Based on substantial data from 16S rRNA and nifH gene sequence analyses, DNADNA hybridization, respiratory quinone and cellular fatty acid analyses and phenotypic characteristics, we believe that Alcaligenes latus and Pseudomonas saccharophila should be removed from the genera Alcaligenes and Pseudomonas, respectively. Alcaligenes latus IAM 12599^T (together with IAM 12665) and strain IAM 12664 are proposed to represent two novel species of a new genus, for which the names Azohydromonas lata gen. nov., comb. nov. and Azohydromonas australica sp. nov. are proposed. We also propose to reclassify Pseudomonas saccharophila as Pelomonas saccharophila gen. nov., comb. nov.

Bacterial strains.
Alcaligenes latus IAM 12599^T, IAM 12664 and IAM 12665, Pseudomonas saccharophila IAM 14368^T, Rubrivivax gelatinosus IAM 14808^T and Derxia gummosa IAM 13946^T were used in this study. Strains of Alcaligenes latus and Pseudomonas saccharophila were grown on B-1 medium (nutrient agar). Pseudomonas saccharophila was also incubated in a selective medium (KH₂PO₄, 4·4 g; Na₂HPO₄, 4·8 g; NH₄Cl, 1·0 g; MgSO₄.7H₂O, 0·5 g; ferric ammonium citrate, 50·0 mg; CaCl₂, 6·5 mg; sucrose, 1·0 g; distilled water, 1·0 l). Rubrivivax gelatinosus was cultured in a medium containing (l¹) 2·5 g yeast extract, 2·5 g peptone and 1·25 g NaCl. All of these strains can grow on nitrogen-free medium (glucose, 10·0 g; CaCl₂.2H₂O, 0·1 g; MgSO₄.7H₂O, 0·1 g; K₂HPO₄, 0·9 g; KH₂PO₄, 0·1 g; CaCO₃, 5·0 g; FeSO₄.7H₂O, 10·0 mg; Na₂MoO₄.2H₂O, 5·0 mg; distilled water, 1·0 l, pH 7·3). They were incubated at 29 °C.

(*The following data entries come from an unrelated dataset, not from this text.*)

PR #10185, opened 2026-02-27
feat: Add custom Vitest matchers for message and agent assertions

maahir30:
## Summary

Adds a set of custom test matchers (`toBeAIMessage`, `toContainToolCall`, `toHaveBeenInterrupted`, etc.) and utility helpers (`firstOfType`, `lastOfType`, `messagesOfType`) for testing LangChain applications.

The matchers live in `@langchain/core/testing/matchers` as pure, framework-agnostic functions — they follow the standard `expect.extend()` contract used by both Vitest and Jest, with no runtime dependency on either. TypeScript users get full autocomplete via a `declare module "vitest"` type augmentation that's compiled into the `.d.ts` output only (zero runtime cost, no vitest peer dep on core).

A convenience re-export at `langchain/testing` gives full-package users a shorter import path.

### Usage

```ts
// vitest.setup.ts (one-time, 3 lines)
import { expect } from "vitest";
import { langchainMatchers } from "langchain/testing";
expect.extend(langchainMatchers);
```

```ts
// any test file — full autocomplete, no extra imports needed
expect(result).toBeAIMessage();
expect(result).toContainToolCall({ name: "get_weather" });
expect(messages).toHaveToolMessages([{ content: "72°F" }]);
```

### What's included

Phenotypic characterization.
The colony morphology, colour and size of the bacteria were observed after 48 h cultured on nitrogen-free medium at 27 °C. API 20E and 50CHL microtest galleries (bioMérieux) were used to determine physiological and biochemical characteristics. The API strips were incubated for 2 days at 30 °C. Cellular fatty acid methyl esters were prepared, separated and identified by using the Microbial Identification system, the respiratory quinone system was extracted and characterized by HPLC (Shimadzu) as described by Xie & Yokota (2003) and genomic DNA extraction was carried out by the method of Marmur (1961). DNADNA hybridization was performed by the photobiotin-labelling method of Ezaki et al. (1989) using a Multi-well Plate Reader (CytoFluoR; Perseptive Biosystems). The hybridization temperature was 52 °C and reciprocal experiments were performed as follows: DNA of strain IAM 12599^T was used as a probe to hybridize DNA of strains IAM 12599^T, IAM 12665 and IAM 12664 and a negative control.

Phylogenetic analyses.
PCR-mediated amplification of 16S rRNA and nifH gene sequences and sequencing of the PCR products were carried out as described previously (Xie & Yokota, 2004). A 420 bp fragment of the nifH gene (encoding the iron protein of nitrogenase) was amplified from extracted DNA using the forward primer IGK (5'-TACGGYAARGGBGGYATCGG-3') and the reverse primer AQE (5'-GACGATGATYTCCTG-3') (Y=C/T; S=G/C; R=A/G; B=C/G/T; D=A/G/T) (Poly et al., 2001). A 716 bp fragment of the nifH gene of Derxia gummosa IAM 13946^T was determined with the forward primer IGK and the reverse primer R750 (5'-TCCATBGTGATCGGGDCGGGATG-3') (designed in this study). We compared the DNA sequences obtained in this study and sequences from the DNA Database of Japan (DDBJ). The sequences were aligned using the CLUSTAL W software package (Thompson et al., 1994) and evolutionary distances and K_nuc values (Kimura, 1980) were generated. Alignment gaps and ambiguous bases were excluded from the calculation. A phylogenetic tree based on the comparison of 1383 bases of the 16S rRNA gene sequences was constructed using the neighbour-joining method (Saitou & Nei, 1987). The topology of the phylogenetic tree was evaluated by the bootstrap resampling method of Felsenstein (1985) with 1000 replicates, while similarity values were calculated using PAUP 4.0b1 (Swofford, 1998). Using the same method, we aligned 408 bp nifH fragments and constructed a phylogenetic tree.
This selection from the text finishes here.